*AIM OF THE TASK:*
Begin at the line below that has "find a system" and stop after the line that has "Windows doesn't have". Please restate only those lines, word for word.
══ RECORDS TO PROCESS ══
PR #726, opened 2025-03-16
Update check_address.py

DL7NDR:
TEVEL2 sender callsigns (example: TVL2-3-1) using one "-" within the callsign showed that check_address.py splitted on every "-" instead on the last.

Changing line 27 from 'split' to "rsplit' solves the problem.


daniestevez:
Looks good. Merging.

PR #727, opened 2025-03-17
Switch to cmake 3.13

AndreiCherniaev:
stop to use make because since CMake 3.15 (Ubuntu 20.04), Generator can be set in env CMAKE_GENERATOR and sometimes it is not the Unix Makefiles; Tested in Ubuntu 24
P.S. Also you can install to non-system folder, see example https://askubuntu.com/a/1543849/1087530

### DIFF
--- a/CMakeLists.txt
+++ b/CMakeLists.txt
@@ -21,7 +21,7 @@
 ########################################################################
 # Project setup
 ########################################################################
-cmake_minimum_required(VERSION 3.13)
+cmake_minimum_required(VERSION 3.8)
 project(gr-satellites CXX C)
 enable_testing()
 
--- a/CMakeLists.txt
+++ b/CMakeLists.txt
@@ -21,7 +21,7 @@
 ########################################################################
 # Project setup
 ########################################################################
-cmake_minimum_required(VERSION 3.8)
+cmake_minimum_required(VERSION 3.13)
 project(gr-satellites CXX C)
 enable_testing()
 
--- a/docs/source/installation.rst
+++ b/docs/source/installation.rst
@@ -95,11 +95,11 @@ inside the directory containing the gr-satellites sources:
 
 .. code-block:: console
 
-   $ mkdir build
-   $ cd build
-   $ cmake ..
-   $ make
-   $ sudo make install
+   $ git clone https://github.com/daniestevez/gr-satellites
+   $ cd gr-satellites/
+   $ cmake -S . -B build
+   $ cmake --build build --parallel
+   $ cmake --install build
    $ sudo ldconfig
 
 After running ``make``, you can run the tests by doing ``make test`` in the
--- a/docs/source/installation.rst
+++ b/docs/source/installation.rst
@@ -95,14 +95,12 @@ inside the directory containing the gr-satellites sources:
 
 .. code-block:: console
 
-   $ git clone https://github.com/daniestevez/gr-satellites
-   $ cd gr-satellites/
    $ cmake -S . -B build
    $ cmake --build build --parallel
-   $ cmake --install build
+   $ sudo cmake --install build
    $ sudo ldconfig
 
-After running ``make``, you can run the tests by doing ``make test`` in the
+After build stage, you can run the tests by doing ``make test`` in the
 ``build/`` directory.
 
 .. note::


AndreiCherniaev:
> Can you clarify why CMake >= 3.13 is required?

In according with [link](https://cmake.org/cmake/help/latest/manual/cmake.1.html#generate-a-project-buildsystem),  `-B <path-to-build>` added in version 3.13.
P.S. And CMake 3.13 is very old software. For example [Qt project](https://github.com/qt/qtbase/blob/a2e60ebee3737548d1be14fdbb39b08c515ae602/CMakeLists.txt#L8) for now use 3.16

daniestevez:
There is nothing wrong with the instructions in the documentation. `mkdir build && cd build && cmake .. && make && sudo make install` is a perfectly fine way to install CMake projects. There are many other possible ways, and people that want to install to a specific directory or to do something else will know how to do it.

So if the whole point of requiring CMake >= 3.13 is to allow the use of `cmake -B` in documentation, to me that doesn't sound enough of a reason. To be honest, I don't know if there is anything in the CMakeLists.txt of gr-satellites that breaks with CMake 3.8, since this isn't tested in CI. But my point was about why to make this change now.

AndreiCherniaev:
> There is nothing wrong with the instructions in the documentation. `mkdir build && cd build && cmake .. && make && sudo make install` is a perfectly fine way to install CMake projects. There are many other possible ways, and people that want to install to a specific directory or to do something else will know how to do it.
> 
> So if the whole point of requiring CMake >= 3.13 is to allow the use of `cmake -B` in documentation, to me that doesn't sound enough of a reason. To be honest, I don't know if there is anything in the CMakeLists.txt of gr-satellites that breaks with CMake 3.8, since this isn't tested in CI. But my point was about why to make this change now.

Please don't directly call make in modern code. Since CMake 3.15 (Ubuntu 20.04), Generator can be set in env CMAKE_GENERATOR and sometimes it is not the Unix Makefiles... This I main reason. But there are others:
2) don't ask user to manage multi-threading building by himself, cmake can do it automatically by --parallel; 
3) use -B option to avoid `cd`. In this case user can more easy take your code and put it to complex script with a lot of things...

AndreiCherniaev:
> I'm yet to find a system

Try Ubuntu 24 or any, by default there is no `make` application, and you no need it to build gr-satellites or other software... Just for example if you try to build Qt with make you probably will have a error (because you need ninja).
For example this is all what you need in Ubuntu 24, one more time, I have no `make`:
```
sudo apt install g++ cmake ninja-build  git gnuradio-dev bzip2
cmake -S . -B build
cmake --build build --parallel
sudo cmake --install build
```
And of cause Windows and macOS hasn't `make`. I suggest way which is really nice. 99% users will do as your instruction says that is why for me so important to provide modern cmake code to allow people to have good experience. When I say modern I mean from 2018 year...

> you have failed to account for its context
> but that typically needs sudo
Thanks, fixed.

daniestevez:
> Try Ubuntu 24 or any, by default there is no make application

By default there is no `cmake` or `g++` either. That's the reason you are installing them. `make` is a dependency of `build-essential`.

> Just for example if you try to build Qt with make you probably will have a error (because you need ninja).

Why is this relevant? gr-satellites is not Qt.

> For example this is all what you need in Ubuntu 24 (one more time, I have no make in system):

Sure you can build gr-satellites however you like on your system, and you can avoid installing `make` if you want to. The point of this PR is not how one particular person wants to builds gr-satellites on their system. It is whether we change the build instructions in the documentation. These build instructions have worked fine for years and still work in most cases.

> And of cause Windows and macOS hasn't make.

Windows doesn't have anything of what is required to build GNU Radio out-of-tree modules (including, but not limited to, gr-satellites). This is true regardless of whether you build in the way you mention. It is quite cumbersome to get a suitable build environment in Windows, and these days probably the best way is through conda.

I don't know enough about macOS to tell if it has `make` by default, but I would find it surprising that installing `make` is any harder than installing `cmake` and `ninja`.

> 99% users will do as your instruction says that is why for me so important to provide modern cmake code to allow people to have good experience.

The current instructions will work fine for 99% of the users that are building from source.

AndreiCherniaev:
Still think gr-satellites should use modern cmake code.

PR #737, opened 2025-04-29
[maint-3.8] Add Mobitex-NX deframer

daniestevez:
Backport to `maint-3.8` of #723.


daniestevez:
I have fixed some errors in the QA tests to backport this, but I have arrived to a larger obstruction: the Matrix Interleaver block [was added in GNU Radio 3.8.4](https://github.com/gnuradio/gnuradio/releases/tag/v3.8.4.0), but Ubuntu 20.04, which is what the `maint-3.8` CI uses, [has GNU Radio 3.8.1](https://packages.ubuntu.com/focal/gnuradio).

It seems to me that backporting this new Mobitex-NX block to the `maint-3.8` branch is perhaps not enough reason to drop compatibility with GNU Radio 3.8.1, and that it isn't worth the effort to work on this backporting.

Issue #744, opened 2025-05-07
Mobitex: Program hangs after `tagged_stream_to_pdu :critical: Missing a required length tag`


kerel-fs:
A problem with the new builtin Mobitex deframer has been identified.

**Problem**

Running `gr_satellites TUBIN --rawint16 iq_9622036_48000.wav --samp_rate 48e3 --iq` successfully decodes some frames, then the following message is printed and the program hangs:
```
tagged_stream_to_pdu :critical: Missing a required length tag on port 0 at item #3600
thread_body_wrapper :error: ERROR thread[thread-per-block[12]: <block tagged_stream_to_pdu(27)>]: Missing length tag.
```

The `iq_9622036_48000.wav` IQ file can be found at https://www.pe0sat.vgnet.nl/download/TUBIN/

**Investigation**

The `tagged_stream_to_pdu` block is used to re-pack the stream of symbols into PDUs/messages, where each message contains one Mobitex block. Somewhere before that, a `packet_len` tag is lost, which is causing this error.
The flow described here is defined by: https://github.com/daniestevez/gr-satellites/blob/9687a727ffec2637fbabbc3229f7c7f23a084e36/python/components/deframers/mobitex_deframer.py#L146-L161

The `packet_len` tag is generated by the `pdu_to_tagged_stream` block, which consumes messages with individual Mobitex data blocks, and produces a stream of symbols with one `packet_len` tag per data block.

I'll continue this investigation myself soon, but since the code is part of the `main` branch now and thus a bug, I wanted to share this timely, even if the fix is not done yet.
═══
*SOLUTION:*
> I'm yet to find a system

Try Ubuntu 24 or any, by default there is no `make` application, and you no need it to build gr-satellites or other software... Just for example if you try to build Qt with make you probably will have a error (because you need ninja).
For example this is all what you need in Ubuntu 24, one more time, I have no `make`:
```
sudo apt install g++ cmake ninja-build  git gnuradio-dev bzip2
cmake -S . -B build
cmake --build build --parallel
sudo cmake --install build
```
And of cause Windows and macOS hasn't `make`. I suggest way which is really nice. 99% users will do as your instruction says that is why for me so important to provide modern cmake code to allow people to have good experience. When I say modern I mean from 2018 year...

> you have failed to account for its context
> but that typically needs sudo
Thanks, fixed.

daniestevez:
> Try Ubuntu 24 or any, by default there is no make application

By default there is no `cmake` or `g++` either. That's the reason you are installing them. `make` is a dependency of `build-essential`.

> Just for example if you try to build Qt with make you probably will have a error (because you need ninja).

Why is this relevant? gr-satellites is not Qt.

> For example this is all what you need in Ubuntu 24 (one more time, I have no make in system):

Sure you can build gr-satellites however you like on your system, and you can avoid installing `make` if you want to. The point of this PR is not how one particular person wants to builds gr-satellites on their system. It is whether we change the build instructions in the documentation. These build instructions have worked fine for years and still work in most cases.

> And of cause Windows and macOS hasn't make.

Windows doesn't have anything of what is required to build GNU Radio out-of-tree modules (including, but not limited to, gr-satellites). This is true regardless of whether you build in the way you mention. It is quite cumbersome to get a suitable build environment in Windows, and these days probably the best way is through conda.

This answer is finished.